Proper training for your workforce regarding material mechanical properties and the know-how to develop robust stamping recipes for Advanced High-Strength Steel (AHSS) will benefit the plant. The typical tensile test provides the yield strength, ultimate tensile strength, n-value, uniform and total elongation. And typically, a strain analysis is performed, producing a forming limit diagram to measure a material’s formability. But these tests are reflective of global forming behaviors and don’t adequately describe an advanced material’s performance in localized formability. We need to ask if typical mechanical properties provide adequate information to truly assess the impact to the stamping operation – and if not, what new tests will provide insight on how these materials react to certain forming loads.
Instantaneous n-value
A new output is instantaneous n-value.
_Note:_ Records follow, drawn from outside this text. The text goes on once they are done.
PR #7724, opened 2016-03-11
Removed ExceptionAction.CONTINUE_WAIT

pveentjer:
It is not being used.

### DIFF
--- a/hazelcast/src/main/java/com/hazelcast/spi/impl/operationservice/impl/Invocation.java
+++ b/hazelcast/src/main/java/com/hazelcast/spi/impl/operationservice/impl/Invocation.java
@@ -354,9 +354,6 @@ public abstract class Invocation implements OperationResponseHandler, Runnable {
         }
 
         switch (onException(cause)) {
-            case CONTINUE_WAIT:
-                handleContinueWait();
-                break;
             case THROW_EXCEPTION:
                 notifyNormalResponse(cause, 0);
                 break;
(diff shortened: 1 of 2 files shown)


hazelcast/src/main/java/com/hazelcast/spi/impl/operationservice/impl/Invocation.java
```diff
@@ -398,9 +398,6 @@ void notifyError(Object error) {
         }
 
         switch (onException(cause)) {
-            case CONTINUE_WAIT:
-                handleContinueWait();
```
jerrinot: isn't this method now not used too?

pveentjer: This code is not used at all.

jerrinot: so shouldn't you remove the `handleContinueWait()` method too in this PR?

pveentjer: It will be fixed any second. Any other comments?

jerrinot:
what's the impact on SPI users? what's a replacement?

pveentjer:
There is no replacement. If you are using it; bad luck. The mechanism is just not supported and provides no value with the operation timeout logic replacement I'm working on.

jerrinot:
couldn't we deprecate it and treat it as no-op? as that's what it is (once the new timeout is in place)
this way you backward maintain compatibility + avoid code complexity (apart from extra enum)

pveentjer:
We are breaking api regarding operation call timeouts anyway. TraceableOperation for example is removed because we don't trace any operations. So why not get this part fixed as well.

In the SPI we can break stuff and this is rarely used.

jerrinot:
:+1: 
I don't have a strong opinion here. Please wait for a 2nd reviewer before merging the PR.

mtopolnik:
:+1:

PR #7727, opened 2016-03-11
Minor improvement in HashSlotArray API

mtopolnik:
There were a few methods missing which were introduced on the Hot Restart suicide branch.

Also optimized `markAllUnassigned` method by reducing amount of memory written. Now, instead of zeroing out all memory, just the "free slot" markers are written.


jerrinot:
:+1:

mtopolnik:
Minor PR -- merging now.

PR #7730, opened 2016-03-11
Fix bug in HashSlotArrayBase

mtopolnik:
auxAllocateAndAdjustFields read from a free()'d location


mtopolnik:
Merging immediately (build reached the test phase) because the code in question is only exercised from EE tests.

Donnerbart:
So the fix is to read `size()` before the `move()` operation. I don't know the details of the methods, but that looks very reasonable :)

:+1:

mtopolnik:
Yes, `size()` reads from the backing native memory block, and `move()` frees the block after copying it somewhere else.

Donnerbart:
Good finding.

mtopolnik:
Jenkins build found it in the form of a segfault dump file :)

PR #7731, opened 2016-03-11
Two improvements in memory access code

mtopolnik:
1. Add a regression test for the recently fixed segfault bug in HashSlotArrayBase.
2. Add `byte[]`-oriented methods to `MemoryAccessor` to allow the transfer of data between accessor's address space and plain `byte[]`.


toktarev:
:+1: thanks a lot

pveentjer:
:+1:

PR #7734, opened 2016-03-13
Fixes invocation stracktrace problems

### LINKED ISSUE #6247: InvocationFuture race: race on exception
When an InvocationFuture processes a  thrown exception e.g one from the operation.run, it will rewrite the stacktrace so that both local and remote stacktraces are integrated. 

```
 private Object resolveApplicationResponse(Object unresolvedResponse) {
        ...

        if (response instanceof Throwable) {
            Throwable throwable = ((Throwable) response);
            if (invocation.remote) {
                fixRemoteStackTrace((Throwable) response, currentThread().getStackTrace());
            }
            return throwable;
        }

        return response;
    }
```

The problem is that this exception-instance can be shared between multiple threads since the future can be shared between multiple threads. So you have multiple threads modifying a stacktrace of the same exception instance.

Solution: clone the exception first.

Edit: for a remote thrown exception this probably isn't an issue since each thread will get a Data and deserialize that data. Not completely sure about this. But for local exception is could certainly be an issue.

pveentjer:
Fixes stacktrace being modified by multiple threads by cloning the exception.
Fixes that the stacktrace is only rewritten for remote calls; but fails to do so for local calls. So stacktraces are now always rewritten.

fixes #6247

### DIFF
--- a/hazelcast/src/main/java/com/hazelcast/core/MemberLeftException.java
+++ b/hazelcast/src/main/java/com/hazelcast/core/MemberLeftException.java
@@ -35,7 +35,6 @@ public class MemberLeftException extends ExecutionException implements Retryable
     public MemberLeftException() {
     }
 
-
     public MemberLeftException(String message) {
         super(message);
     }
@@ -47,6 +46,7 @@ public class MemberLeftException extends ExecutionException implements Retryable
 
     /**
      * Returns the member that left the cluster
+     *
      * @return the member that left the cluster
      */
     public Member getMember() {
@@ -56,24 +56,26 @@ public class MemberLeftException extends ExecutionException implements Retryable
     private void writeObject(ObjectOutputStream out) throws IOException {
         out.defaultWriteObject();
 
-        Address address = member.getAddress();
-        String host  = address.getHost();
-        int port = address.getPort();
-
-        out.writeUTF(member.getUuid());
-        out.writeUTF(host);
-        out.writeInt(port);
-        out.writeBoolean(member.isLiteMember());
+        if (member == null) {
+            out.writeBoolean(false);
+        } else {
+            out.writeBoolean(true);
+            out.writeUTF(member.getUuid());
+            out.writeUTF(member.getAddress().getHost());
+            out.writeInt(member.getAddress().getPort());
+            out.writeBoolean(member.isLiteMember());
+        }
     }
 
     private void readObject(ObjectInputStream in) throws IOException, ClassNotFoundException {
         in.defaultReadObject();
 
-        String uuid = in.readUTF();
-        String host = in.readUTF();
-        int port = in.readInt();
-        boolean liteMember = in.readBoolean();
-
-        member = new MemberImpl(new Address(host, port), false, uuid, null, null, liteMember);
+        if (in.readBoolean()) {
+            String uuid = in.readUTF();
+            String host = in.readUTF();
+            int port = in.readInt();
+            boolean liteMember = in.readBoolean();
+            member = new MemberImpl(new Address(host, port), false, uuid, null, null, liteMember);
+        }
     }
 }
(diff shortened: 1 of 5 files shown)


pveentjer:
Can't be backported due to wire incompatibility of the MemberLeftException

hazelcast/src/main/java/com/hazelcast/core/MemberLeftException.java
```diff
@@ -56,24 +56,26 @@ public Member getMember() {
...
 
-        Address address = member.getAddress();
-        String host  = address.getHost();
-        int port = address.getPort();
-
-        out.writeUTF(member.getUuid());
-        out.writeUTF(host);
-        out.writeInt(port);
-        out.writeBoolean(member.isLiteMember());
+        if (member == null) {
```
jerrinot: I don't understand this part. is this another bug this PR is fixing? NPE waiting to happen?

hazelcast/src/main/java/com/hazelcast/util/ExceptionUtil.java
```diff
@@ -28,7 +28,10 @@
  */
 public final class ExceptionUtil {
 
-    private static final String EXCEPTION_SEPARATOR = "------ End remote and begin local stack-trace ------";
+    /**
+     * Separator for local/remote stacktrace.
+     */
+    public static final String EXCEPTION_SEPARATOR = "------ End remote and begin local stack-trace ------";
```
jerrinot: a nitpick: I always have to think hard to tell what part of the stacktrace is the local part and what is the remote part. Perhaps the separator could indicate this?

hazelcast/src/main/java/com/hazelcast/core/MemberLeftException.java
pveentjer: It is a bug in the serialization that showed up when cloning.

hazelcast/src/main/java/com/hazelcast/util/ExceptionUtil.java
pveentjer: Create a ticket and I'll have a look at it today.

hazelcast/src/main/java/com/hazelcast/spi/impl/operationservice/impl/InvocationFuture.java
```diff
@@ -380,11 +367,21 @@ private Object resolveApplicationResponse(Object unresolvedResponse) {
...
+                // Exception needs cloning since stacktrace is modified, otherwise same exception shared between threads.
+                Throwable clonedThrowable = serializationService.toObject(serializationService.toData(throwable));
+                fixRemoteStackTrace(clonedThrowable, Thread.currentThread().getStackTrace());
+                return clonedThrowable;
+            } catch (HazelcastSerializationException e) {
+                // It can happen that the exceptions fails cloning, in that case return the original unmodified exception
+                operationService.logger.warning("Failed to clone exception", e);
+                return response;
+            } catch (HazelcastInstanceNotActiveException e) {
+                // In case of a shutdown, lets return the HazelcastInstanceNotActiveException
```
jerrinot: you are losing the original exception response.

hazelcast/src/main/java/com/hazelcast/util/ExceptionUtil.java
jerrinot: https://github.com/hazelcast/hazelcast/issues/7744 thanks!

hazelcast/src/main/java/com/hazelcast/spi/impl/operationservice/impl/InvocationFuture.java
pveentjer: On purpose. Because the stacktrace can't be modified; so the original exception would come out of thin air.

jerrinot: in the previous case (`HazelcastSerializationException`) you are returning the original unmodified exception anyway. is it really that different from this case? in both cases there is a reason why cloning can't be done.

mdogan:
needs rebase

mdogan:
@pveentjer: are you going to rebase this or shall we close the PR?

Issue #7712, opened 2016-03-09
Reducing checktyle suppresions


bontorhumala:
Hi, some friends and I are looking to contribute to Hazelcast as part of university project - see the [twitter account](https://twitter.com/delftswa) and last year [project](http://delftswa.github.io/). We noted that Hazelcast considers checkstyle as technical debt. We are not looking at refactoring codes. Mostly simpler stuff like adding Javadoc, remove modifier redundancy, ordering of variables - constructor - methods, adding a header to files, etc.

Would you guys appreciate this kind of fixes i.e reduce the number of checkstyle error/suppressions? Are there any concerns? Thanks

Donnerbart:
We like all kinds of contribution and reducing technical debt is a valuable task.

The biggest risk I see is that your work could interfere with our release cycle. Normally we do this kind of cleanups early, directly after a release. In this way we don't mix cleanup and feature PR at the end of the development phase.

For our main project this window is closing soon. But we recently pulled out a lot of modules as plugins into their own repositories (http://hazelcast.org/plugins/). I'll check with our Integration Team if we could put you on some of those projects.

May I ask how many people you are? Could your group work together on a single PR or do you need work for several groups?

bontorhumala:
To clear things us, our group is the only one working on Hazelcast as other groups are working in other open source projects. There are 4 of us in this group. We could work together on a single PR. When will the window be closed? Maybe the deadline fits perfectly to our deadline :)

Donnerbart:
There is no exact date yet, but there is already a huge amount of cleanup PRs pending for Hazelcast 3.7 (mostly improvements of what is public and what is private API). I'll bring your offer up in our standup tomorrow. I think we should be able to find a task for your group.

When is your deadline? Since we also need time to review we should pick something suitable for your available time :)

bontorhumala:
The project deadline is the first week of April but now that you are offering specific task (which is even better for us), we would really appreciate it if you can give the task(s) by tomorrow or friday so that we can work on it as soon as possible :) Thanks for bringing it up tomorrow!

The project is mainly about analysing the project, but contributing is a small part of it as a way to get a better feel of the project. We have started working on contribution for the past 2-3 weeks and got 1 merged - https://github.com/hazelcast/hazelcast/pull/7577. Currently, we are looking to give more contributions. Thats why we aim to finish our contributions by Tuesday next week.

Donnerbart:
[...]

PR #7736, opened 2016-03-13
Removing JavaDoc checkstyle suppressions for hazelcast-client

Jorik0:
Hello, I've removed the two javadoc suppresions for hazelcast-client and added the necessary javadoc comments to fix the resulting checkstyle errors. (as discussed in issue #7712 )

I tried to keep the comments in the same style as the rest of the javadoc comments in hazelcast-client. But it could be that they are not in-depth enough. Please tell me if this is the case, as then I will add some more info to them.

I was also a bit confused what to do about the "@ali" tag, for now I just removed it.

PS: Checkstyle seems to be giving some warning now about TransactionException. I don't know what causes this, in any case I haven't changed anything related to it.

### DIFF
--- a/checkstyle/suppressions.xml
+++ b/checkstyle/suppressions.xml
@@ -93,9 +93,6 @@
     <suppress checks="MethodCount" files="com/hazelcast/osgi/impl/HazelcastOSGiInstanceImpl"/>
 
     <!-- Client -->
-    <!-- TODO: these JavaDoc issues need to be addressed -->
-    <suppress checks="JavadocMethod" files="com/hazelcast/client/"/>
-    <suppress checks="JavadocType" files="com/hazelcast/client/"/>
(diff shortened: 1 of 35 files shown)


Donnerbart:
The `@ali` tag is most probably a wrong collapse of `@author ali`. I don't know if we have a consensus yet of keeping or removing the `@author` tags in the project, so just keep it as it is for now.

That `TransactionException` thing happens sometimes if there is a CheckStyle error and the compilation is stopped in between. I never investigated this, but this is not related to your work. It's just important that in the end everything compiles again.

Thanks for the PR, I'll try to get someone from the client team to review the content of the docs. Technically the PR seems to be fine, thanks for that :)

sancar:
:+1:

Donnerbart:
:+1:

PR #7737, opened 2016-03-13
Specifying wildcard suppresions for Node.java

bontorhumala:
Hi, I found that you use wildcard to suppress checkstyle error in Node.java. I fixed some checkstyle error:
- private and public variable declaration order
- use a constant THREAD_SLEEP_DURATION_MS to remove MagicNumber error
- fix a line length violation

and I also made the suppresion specific (NPathComplexity, CyclomaticComplexity, ClassFanOutComplexity, etc) and remove the wildcard as discussed in https://github.com/hazelcast/hazelcast/issues/7712. Tested it, also tested it using findbugs and checkstyle.


Donnerbart:
Looks good to me, thanks for the PR!

:+1:

PR #7738, opened 2016-03-13
Fix some checkstyle errors in ConcurrentReferenceHashMap

bontorhumala:
Hi, I fixed some checkstyle errors in ConcurrentReferenceHashMap:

Instantaneous n-value identifies the strain gradient – how the material will work-harden at initial contact with the die geometry. If only the standard n-value (work hardening exponent) is observed, measured between 10% and 20% strain, the increase in work hardening that occurs during deformation will be missed. Hole expansion and three-point bend tests are now commonly performed. The hole expansion test identifies the materials ability to stretch at the sheared edge. The three-point bend test identifies the stretchablity of a material via the minimum bend radius that can be achieved for that specific material.
Focusing on AHSS, these materials are characterized by multiple phase structures designed to improve formability. These designer steels are being created to improve crash worthiness through higher strength and lighter gauge thicknesses. To build upon the current understanding of material mechanical properties and resulting forming behaviors, training on AHSS products, testing and stamping process countermeasures is encouraged.